# What is required:
Using the data beneath this instruction, retype only the lines from the one that contains "and it worked." down to the one that contains "- Fixed /clear breaking it", both included, exactly as they appear.

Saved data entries

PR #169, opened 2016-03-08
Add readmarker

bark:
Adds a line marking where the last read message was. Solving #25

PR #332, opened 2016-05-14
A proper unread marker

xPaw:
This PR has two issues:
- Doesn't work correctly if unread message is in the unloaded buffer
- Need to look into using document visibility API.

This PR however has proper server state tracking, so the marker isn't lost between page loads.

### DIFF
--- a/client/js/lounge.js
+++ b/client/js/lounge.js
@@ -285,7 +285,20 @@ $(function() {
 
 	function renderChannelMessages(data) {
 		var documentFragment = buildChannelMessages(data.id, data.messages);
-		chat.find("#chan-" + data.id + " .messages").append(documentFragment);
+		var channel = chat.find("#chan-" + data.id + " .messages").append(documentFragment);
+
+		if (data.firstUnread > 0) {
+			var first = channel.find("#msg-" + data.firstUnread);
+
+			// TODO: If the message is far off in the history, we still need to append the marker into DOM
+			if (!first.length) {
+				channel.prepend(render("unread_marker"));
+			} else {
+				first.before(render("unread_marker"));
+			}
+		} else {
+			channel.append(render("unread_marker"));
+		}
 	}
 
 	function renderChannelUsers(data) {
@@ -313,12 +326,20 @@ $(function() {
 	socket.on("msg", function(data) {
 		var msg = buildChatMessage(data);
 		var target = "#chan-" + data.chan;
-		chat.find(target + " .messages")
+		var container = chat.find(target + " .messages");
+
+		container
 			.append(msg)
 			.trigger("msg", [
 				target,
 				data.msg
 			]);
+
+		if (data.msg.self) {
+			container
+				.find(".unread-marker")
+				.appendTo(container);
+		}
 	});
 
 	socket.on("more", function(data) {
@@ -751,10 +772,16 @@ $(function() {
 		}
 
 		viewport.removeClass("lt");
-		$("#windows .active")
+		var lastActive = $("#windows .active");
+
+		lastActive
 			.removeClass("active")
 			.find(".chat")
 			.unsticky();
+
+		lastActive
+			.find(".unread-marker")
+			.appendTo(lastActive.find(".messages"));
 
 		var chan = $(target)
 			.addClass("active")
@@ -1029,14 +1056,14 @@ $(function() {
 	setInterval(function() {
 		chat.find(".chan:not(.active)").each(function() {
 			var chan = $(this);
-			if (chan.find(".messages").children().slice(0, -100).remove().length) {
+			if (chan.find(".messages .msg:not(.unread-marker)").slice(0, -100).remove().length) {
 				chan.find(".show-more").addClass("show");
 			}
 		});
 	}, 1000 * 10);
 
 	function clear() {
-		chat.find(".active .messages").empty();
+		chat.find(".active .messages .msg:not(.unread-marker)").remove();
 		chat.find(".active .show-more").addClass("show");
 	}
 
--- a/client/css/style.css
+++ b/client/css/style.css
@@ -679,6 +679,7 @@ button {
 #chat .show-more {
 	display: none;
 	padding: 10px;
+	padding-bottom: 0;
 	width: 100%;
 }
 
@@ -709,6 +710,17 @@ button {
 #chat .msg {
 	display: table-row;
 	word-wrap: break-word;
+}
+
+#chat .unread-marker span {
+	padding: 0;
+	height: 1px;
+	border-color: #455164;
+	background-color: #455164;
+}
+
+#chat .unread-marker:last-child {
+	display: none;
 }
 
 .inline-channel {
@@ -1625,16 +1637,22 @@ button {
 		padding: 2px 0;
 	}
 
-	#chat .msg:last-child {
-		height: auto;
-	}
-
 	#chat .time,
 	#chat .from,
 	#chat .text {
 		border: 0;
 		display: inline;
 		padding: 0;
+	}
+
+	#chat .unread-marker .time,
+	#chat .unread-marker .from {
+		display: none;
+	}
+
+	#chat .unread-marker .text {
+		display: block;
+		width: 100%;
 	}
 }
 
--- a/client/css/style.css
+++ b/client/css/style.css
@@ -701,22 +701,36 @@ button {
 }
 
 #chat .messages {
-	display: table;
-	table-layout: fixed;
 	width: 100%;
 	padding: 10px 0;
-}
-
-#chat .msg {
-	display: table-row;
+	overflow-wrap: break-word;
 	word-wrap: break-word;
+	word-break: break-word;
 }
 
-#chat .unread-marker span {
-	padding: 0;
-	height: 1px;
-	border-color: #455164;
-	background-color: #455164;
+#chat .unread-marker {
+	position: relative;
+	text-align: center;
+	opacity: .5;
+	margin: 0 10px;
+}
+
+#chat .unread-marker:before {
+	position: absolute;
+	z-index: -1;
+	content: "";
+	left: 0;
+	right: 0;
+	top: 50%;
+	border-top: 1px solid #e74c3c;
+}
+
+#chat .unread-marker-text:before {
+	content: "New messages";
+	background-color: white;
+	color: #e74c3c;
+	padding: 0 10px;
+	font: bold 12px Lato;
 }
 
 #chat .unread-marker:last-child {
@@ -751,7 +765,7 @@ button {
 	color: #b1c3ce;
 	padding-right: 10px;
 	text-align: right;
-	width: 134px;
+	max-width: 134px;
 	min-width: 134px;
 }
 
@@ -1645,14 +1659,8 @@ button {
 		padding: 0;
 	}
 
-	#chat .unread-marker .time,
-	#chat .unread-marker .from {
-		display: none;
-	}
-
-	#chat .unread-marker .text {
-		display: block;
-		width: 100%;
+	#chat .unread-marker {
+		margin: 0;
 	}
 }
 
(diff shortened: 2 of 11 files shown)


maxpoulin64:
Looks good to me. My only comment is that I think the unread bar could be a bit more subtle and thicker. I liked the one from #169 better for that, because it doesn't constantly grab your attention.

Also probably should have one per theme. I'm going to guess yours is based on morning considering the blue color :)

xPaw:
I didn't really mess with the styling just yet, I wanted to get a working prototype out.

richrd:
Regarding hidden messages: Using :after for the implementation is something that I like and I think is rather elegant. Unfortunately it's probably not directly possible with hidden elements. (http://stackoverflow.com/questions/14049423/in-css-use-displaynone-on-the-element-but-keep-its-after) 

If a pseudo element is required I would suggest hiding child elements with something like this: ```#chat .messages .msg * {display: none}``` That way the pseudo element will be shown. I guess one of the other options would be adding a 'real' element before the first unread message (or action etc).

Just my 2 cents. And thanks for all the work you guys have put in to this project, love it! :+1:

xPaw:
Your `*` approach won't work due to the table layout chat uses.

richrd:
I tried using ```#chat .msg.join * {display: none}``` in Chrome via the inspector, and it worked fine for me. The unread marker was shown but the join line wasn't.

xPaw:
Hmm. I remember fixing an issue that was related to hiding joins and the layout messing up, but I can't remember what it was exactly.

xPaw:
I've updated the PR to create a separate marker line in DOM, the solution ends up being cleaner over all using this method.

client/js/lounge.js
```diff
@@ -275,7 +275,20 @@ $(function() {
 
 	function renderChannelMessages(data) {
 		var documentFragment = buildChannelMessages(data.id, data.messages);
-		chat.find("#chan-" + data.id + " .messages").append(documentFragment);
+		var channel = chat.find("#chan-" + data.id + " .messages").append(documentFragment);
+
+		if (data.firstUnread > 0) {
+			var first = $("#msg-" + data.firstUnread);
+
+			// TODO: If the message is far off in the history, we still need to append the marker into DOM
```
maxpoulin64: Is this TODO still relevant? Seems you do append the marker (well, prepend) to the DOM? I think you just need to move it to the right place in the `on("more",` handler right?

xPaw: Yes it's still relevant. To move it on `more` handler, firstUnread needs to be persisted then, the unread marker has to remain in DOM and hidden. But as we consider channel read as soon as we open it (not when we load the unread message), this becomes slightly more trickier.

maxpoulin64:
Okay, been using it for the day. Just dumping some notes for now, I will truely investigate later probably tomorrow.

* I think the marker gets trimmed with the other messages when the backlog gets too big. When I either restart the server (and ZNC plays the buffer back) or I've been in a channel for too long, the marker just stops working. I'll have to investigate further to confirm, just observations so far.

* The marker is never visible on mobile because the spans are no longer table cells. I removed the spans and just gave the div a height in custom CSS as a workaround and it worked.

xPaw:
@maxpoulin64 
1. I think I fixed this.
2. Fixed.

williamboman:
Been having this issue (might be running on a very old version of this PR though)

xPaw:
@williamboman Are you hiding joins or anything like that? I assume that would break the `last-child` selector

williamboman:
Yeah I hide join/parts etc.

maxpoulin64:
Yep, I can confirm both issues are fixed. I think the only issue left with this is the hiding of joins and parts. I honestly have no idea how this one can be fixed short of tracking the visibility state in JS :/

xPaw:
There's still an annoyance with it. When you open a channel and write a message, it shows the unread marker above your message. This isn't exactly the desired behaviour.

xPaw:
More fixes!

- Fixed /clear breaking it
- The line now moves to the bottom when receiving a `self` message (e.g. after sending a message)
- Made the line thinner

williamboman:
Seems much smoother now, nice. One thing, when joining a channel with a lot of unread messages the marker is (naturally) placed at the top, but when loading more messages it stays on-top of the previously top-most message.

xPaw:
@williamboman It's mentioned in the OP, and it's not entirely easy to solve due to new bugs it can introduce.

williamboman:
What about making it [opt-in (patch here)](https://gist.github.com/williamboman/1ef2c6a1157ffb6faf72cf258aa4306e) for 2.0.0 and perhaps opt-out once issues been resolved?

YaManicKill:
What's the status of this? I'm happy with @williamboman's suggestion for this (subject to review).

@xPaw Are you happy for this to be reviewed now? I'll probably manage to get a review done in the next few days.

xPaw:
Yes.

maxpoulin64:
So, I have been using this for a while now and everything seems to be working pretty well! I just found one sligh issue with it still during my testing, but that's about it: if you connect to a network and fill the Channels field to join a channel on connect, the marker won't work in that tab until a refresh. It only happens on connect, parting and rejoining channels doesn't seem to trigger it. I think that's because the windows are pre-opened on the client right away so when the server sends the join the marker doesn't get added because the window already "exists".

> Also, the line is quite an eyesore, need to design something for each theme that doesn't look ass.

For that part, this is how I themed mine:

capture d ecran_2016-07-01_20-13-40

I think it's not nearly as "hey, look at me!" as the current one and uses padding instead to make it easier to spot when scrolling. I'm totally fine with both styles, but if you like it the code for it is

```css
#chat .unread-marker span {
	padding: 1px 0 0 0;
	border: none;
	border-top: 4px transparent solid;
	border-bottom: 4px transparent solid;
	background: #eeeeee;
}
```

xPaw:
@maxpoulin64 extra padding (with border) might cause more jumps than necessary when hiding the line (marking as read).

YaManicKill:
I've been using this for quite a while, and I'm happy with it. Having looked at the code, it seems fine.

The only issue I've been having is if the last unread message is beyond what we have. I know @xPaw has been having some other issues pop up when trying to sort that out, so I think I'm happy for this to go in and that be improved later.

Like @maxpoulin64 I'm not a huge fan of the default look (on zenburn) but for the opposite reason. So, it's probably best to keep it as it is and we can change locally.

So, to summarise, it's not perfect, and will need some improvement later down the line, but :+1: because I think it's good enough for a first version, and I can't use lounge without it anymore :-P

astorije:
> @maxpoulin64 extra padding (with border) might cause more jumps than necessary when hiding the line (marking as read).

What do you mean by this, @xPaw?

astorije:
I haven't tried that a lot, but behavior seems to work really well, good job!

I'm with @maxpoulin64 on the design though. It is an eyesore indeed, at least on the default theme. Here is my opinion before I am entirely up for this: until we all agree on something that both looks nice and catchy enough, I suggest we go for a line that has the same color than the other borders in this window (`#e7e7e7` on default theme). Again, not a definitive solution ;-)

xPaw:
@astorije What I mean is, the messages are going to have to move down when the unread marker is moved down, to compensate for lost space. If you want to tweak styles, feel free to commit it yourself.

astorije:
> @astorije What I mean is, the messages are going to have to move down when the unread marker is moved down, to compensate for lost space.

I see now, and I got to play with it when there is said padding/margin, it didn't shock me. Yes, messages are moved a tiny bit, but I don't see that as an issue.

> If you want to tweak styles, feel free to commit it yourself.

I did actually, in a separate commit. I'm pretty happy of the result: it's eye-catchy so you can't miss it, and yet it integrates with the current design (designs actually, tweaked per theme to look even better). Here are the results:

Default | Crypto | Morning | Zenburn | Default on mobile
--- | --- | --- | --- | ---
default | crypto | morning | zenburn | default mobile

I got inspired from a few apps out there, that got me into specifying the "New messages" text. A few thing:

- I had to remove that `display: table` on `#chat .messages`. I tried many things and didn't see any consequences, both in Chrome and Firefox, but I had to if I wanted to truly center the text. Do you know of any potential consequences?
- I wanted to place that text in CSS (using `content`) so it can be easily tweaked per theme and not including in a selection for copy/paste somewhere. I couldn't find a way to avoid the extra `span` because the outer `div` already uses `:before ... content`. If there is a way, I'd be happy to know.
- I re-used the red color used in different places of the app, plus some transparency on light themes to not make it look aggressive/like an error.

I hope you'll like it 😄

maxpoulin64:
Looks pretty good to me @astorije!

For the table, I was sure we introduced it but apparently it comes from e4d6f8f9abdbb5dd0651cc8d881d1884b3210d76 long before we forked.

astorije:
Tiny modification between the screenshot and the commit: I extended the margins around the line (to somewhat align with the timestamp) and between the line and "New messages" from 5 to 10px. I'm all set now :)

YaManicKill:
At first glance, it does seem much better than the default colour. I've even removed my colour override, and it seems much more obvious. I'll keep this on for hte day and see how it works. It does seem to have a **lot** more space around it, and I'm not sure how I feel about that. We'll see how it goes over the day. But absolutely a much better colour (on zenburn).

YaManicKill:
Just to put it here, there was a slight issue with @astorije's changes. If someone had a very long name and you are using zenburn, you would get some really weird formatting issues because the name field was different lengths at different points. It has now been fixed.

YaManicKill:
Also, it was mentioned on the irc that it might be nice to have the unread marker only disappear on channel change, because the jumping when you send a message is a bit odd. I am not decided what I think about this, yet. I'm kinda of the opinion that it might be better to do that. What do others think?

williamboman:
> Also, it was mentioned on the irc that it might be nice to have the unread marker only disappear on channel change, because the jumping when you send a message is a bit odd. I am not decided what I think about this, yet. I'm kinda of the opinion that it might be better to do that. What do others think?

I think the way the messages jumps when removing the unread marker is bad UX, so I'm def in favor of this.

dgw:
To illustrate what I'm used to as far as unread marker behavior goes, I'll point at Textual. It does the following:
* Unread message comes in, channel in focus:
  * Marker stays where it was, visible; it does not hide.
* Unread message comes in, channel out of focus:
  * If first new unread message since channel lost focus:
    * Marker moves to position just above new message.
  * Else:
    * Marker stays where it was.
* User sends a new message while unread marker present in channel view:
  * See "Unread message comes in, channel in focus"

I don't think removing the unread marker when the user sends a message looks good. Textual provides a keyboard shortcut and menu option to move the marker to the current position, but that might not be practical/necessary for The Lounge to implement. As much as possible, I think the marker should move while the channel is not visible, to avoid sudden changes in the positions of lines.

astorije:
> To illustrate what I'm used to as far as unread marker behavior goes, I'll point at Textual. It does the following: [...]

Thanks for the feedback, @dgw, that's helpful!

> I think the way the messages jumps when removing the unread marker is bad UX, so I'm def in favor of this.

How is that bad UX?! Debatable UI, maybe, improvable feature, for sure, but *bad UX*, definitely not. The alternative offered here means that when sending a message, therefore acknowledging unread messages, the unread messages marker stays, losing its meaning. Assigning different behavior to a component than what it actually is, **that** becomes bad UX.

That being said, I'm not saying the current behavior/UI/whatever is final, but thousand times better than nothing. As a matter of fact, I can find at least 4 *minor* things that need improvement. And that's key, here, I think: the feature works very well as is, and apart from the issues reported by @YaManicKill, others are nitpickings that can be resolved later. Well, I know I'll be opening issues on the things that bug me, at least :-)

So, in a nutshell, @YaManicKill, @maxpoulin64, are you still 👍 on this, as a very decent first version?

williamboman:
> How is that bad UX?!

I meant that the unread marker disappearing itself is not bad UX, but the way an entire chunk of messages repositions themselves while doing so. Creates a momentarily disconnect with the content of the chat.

# Output of the task:
* The marker is never visible on mobile because the spans are no longer table cells. I removed the spans and just gave the div a height in custom CSS as a workaround and it worked.

xPaw:
@maxpoulin64 
1. I think I fixed this.
2. Fixed.

williamboman:
Been having this issue (might be running on a very old version of this PR though)

xPaw:
@williamboman Are you hiding joins or anything like that? I assume that would break the `last-child` selector

williamboman:
Yeah I hide join/parts etc.

maxpoulin64:
Yep, I can confirm both issues are fixed. I think the only issue left with this is the hiding of joins and parts. I honestly have no idea how this one can be fixed short of tracking the visibility state in JS :/

xPaw:
There's still an annoyance with it. When you open a channel and write a message, it shows the unread marker above your message. This isn't exactly the desired behaviour.

xPaw:
More fixes!

- Fixed /clear breaking it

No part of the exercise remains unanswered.